§ **PROBLEM DETAILS**
A stretch of the entries below is to be set down exactly, running from the line with "sees it via" through the line with "mirror written in", both included, and no other line.

§ **GIVEN RECORDS**
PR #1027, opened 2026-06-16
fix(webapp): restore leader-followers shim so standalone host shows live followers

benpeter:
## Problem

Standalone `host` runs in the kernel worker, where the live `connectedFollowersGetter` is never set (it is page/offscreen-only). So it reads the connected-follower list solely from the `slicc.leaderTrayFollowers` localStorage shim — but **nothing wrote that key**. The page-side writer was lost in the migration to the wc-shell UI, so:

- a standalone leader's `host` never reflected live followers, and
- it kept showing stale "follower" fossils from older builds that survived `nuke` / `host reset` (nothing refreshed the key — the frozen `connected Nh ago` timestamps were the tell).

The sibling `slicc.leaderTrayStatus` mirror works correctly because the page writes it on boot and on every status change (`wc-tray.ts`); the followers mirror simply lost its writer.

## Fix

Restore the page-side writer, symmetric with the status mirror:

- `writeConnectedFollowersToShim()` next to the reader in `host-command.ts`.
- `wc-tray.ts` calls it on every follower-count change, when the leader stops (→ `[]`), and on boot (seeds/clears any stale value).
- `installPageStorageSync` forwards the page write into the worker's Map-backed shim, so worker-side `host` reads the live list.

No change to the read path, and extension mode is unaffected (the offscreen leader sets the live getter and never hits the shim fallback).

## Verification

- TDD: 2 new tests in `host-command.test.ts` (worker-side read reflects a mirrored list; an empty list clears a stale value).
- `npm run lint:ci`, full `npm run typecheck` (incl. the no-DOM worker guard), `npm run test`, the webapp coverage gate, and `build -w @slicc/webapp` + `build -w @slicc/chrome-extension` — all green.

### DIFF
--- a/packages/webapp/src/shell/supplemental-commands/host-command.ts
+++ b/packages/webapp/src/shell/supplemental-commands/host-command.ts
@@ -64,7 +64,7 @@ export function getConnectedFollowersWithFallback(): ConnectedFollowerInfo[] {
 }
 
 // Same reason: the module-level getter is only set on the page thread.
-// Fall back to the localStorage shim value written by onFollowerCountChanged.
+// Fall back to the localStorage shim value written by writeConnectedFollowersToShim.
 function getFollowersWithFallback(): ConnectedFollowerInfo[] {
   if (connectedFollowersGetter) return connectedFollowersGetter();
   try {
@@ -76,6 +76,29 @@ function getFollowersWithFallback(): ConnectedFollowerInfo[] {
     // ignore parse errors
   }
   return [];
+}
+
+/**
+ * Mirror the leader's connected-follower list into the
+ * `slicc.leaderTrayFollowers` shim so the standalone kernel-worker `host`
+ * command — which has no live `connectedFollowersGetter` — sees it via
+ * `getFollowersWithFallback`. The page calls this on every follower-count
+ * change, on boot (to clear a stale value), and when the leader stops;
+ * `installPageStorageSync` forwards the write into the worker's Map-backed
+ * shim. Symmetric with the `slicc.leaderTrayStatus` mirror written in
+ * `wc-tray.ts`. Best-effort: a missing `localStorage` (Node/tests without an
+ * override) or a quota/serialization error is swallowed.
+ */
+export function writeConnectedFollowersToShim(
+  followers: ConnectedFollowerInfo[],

§ **RESPONSE TO THE EXERCISE**
+ * command — which has no live `connectedFollowersGetter` — sees it via
+ * `getFollowersWithFallback`. The page calls this on every follower-count
+ * change, on boot (to clear a stale value), and when the leader stops;
+ * `installPageStorageSync` forwards the write into the worker's Map-backed
+ * shim. Symmetric with the `slicc.leaderTrayStatus` mirror written in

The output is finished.